BEGIN

PR #1060, opened 2025-07-11
util Cleanup

zonotope:
This patch cleans up the `fluree.db.util.core` namespace renaming it to `fluree.db.util` and removing some unused functions/macros.


src/fluree/db/time_travel.cljc
```diff
@@ -1,7 +1,7 @@
 (ns fluree.db.time-travel
   (:require [clojure.core.async :as async]
+            [fluree.db.util :as util #?(:clj :refer :cljs :refer-macros) [try* catch*]]
```
dpetran: While we're doing cleanup, I think we can remove these reader conditionals, I think `:refer` works for both clj and cljs.

dpetran (approved):
:bucket:

PR #1062, opened 2025-07-11
fix handling of GRAPH patterns in INSERT DATA operations

dpetran:
We were losing all but the first triple produced from an INSERT DATA operation when they were nested under a GRAPH clause, this ensures that all the triples are preserved.


zonotope (approved):
💅🏾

END

=== Exercise ===
Having read the entries above, restate them all word for word.

=== Answer ===
PR #1060, opened 2025-07-11
util Cleanup

zonotope:
This patch cleans up the `fluree.db.util.core` namespace renaming it to `fluree.db.util` and removing some unused functions/macros.


src/fluree/db/time_travel.cljc
```diff
@@ -1,7 +1,7 @@
 (ns fluree.db.time-travel
   (:require [clojure.core.async :as async]
+            [fluree.db.util :as util #?(:clj :refer :cljs :refer-macros) [try* catch*]]
```
dpetran: While we're doing cleanup, I think we can remove these reader conditionals, I think `:refer` works for both clj and cljs.

dpetran (approved):
:bucket:

PR #1062, opened 2025-07-11
fix handling of GRAPH patterns in INSERT DATA operations

dpetran:
We were losing all but the first triple produced from an INSERT DATA operation when they were nested under a GRAPH clause, this ensures that all the triples are preserved.


zonotope (approved):
💅🏾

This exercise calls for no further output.